Changelog

Version `3.1`

26 January 2024

feature YAML config auto-generation

It is now possible to automatically generate YAML config files for datasets.

feature YAML schema and hinting

A YAML schema for YAML config files can now be set in IDEs to enable YAML config file type hinting for improved and easier writing of YAML config files. I.e. users can now hit the tab button when writing YAML config files and see the available configuration options for the SDK.

feature Spark `DateType` native support

Native support to train and synthesize Spark DateType columns was added (in addition to the TimestampType and TimestampNTZType data types already supported).

enhancement Faster Spark Meta Extraction

2x faster extraction of Spark dataset meta information was achieved by implementing various performance optimisations.

enhancement Automatic Sampling

Automatic detection of very high cardinality columns was added, with such columns now automatically modelled with the SamplingModel model, matching the behaviour of SDK 2.9 for minimal code-conversion impact.

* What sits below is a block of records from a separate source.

PR #1645, opened 2026-07-09
I18n by chunk

xmpham94:
access profiles page translated in french


natacha-beck:
@xmpham94 
You sould commit on my branch here: https://github.com/natacha-beck/cbrain/tree/i18n_by_chunk

Not on master.

PR #1659, opened 2026-09-17
Added code to prevent floods of email

prioux:
When robots ask for new accounts.


prioux:
Note to reviewers: in development mode, the Rails cache system is disabled, so basically the safety feature never triggers. Which is normal.

To test this, run in production mode. Fill the signup form. Click submit. Check the production logs, and see that eveything is ok. Click back in your browser. Change a field, and submit again. The logs now should have a warning message about duplication and no 'email' was sent. BTW, you need to file the 'system from email address' in your portal too.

enhancement Automatic Enumeration

Automatic detection of enumerated columns (i.e. columns with predictable increases in values, like ID columns) was added, with such columns now automatically modelled with the EnumerationModel model, matching the behaviour of SDK 2.9 for minimal code-conversion impact.

Version `3.0`

01 December 2023

enhancement Native Spark support

Synthesized’s SDK now natively supports Spark, allowing you to easily generate synthetic data for your Spark dataframes. It also supports distributed training of models on Spark clusters allowing you to scale your synthetic data generation to large datasets.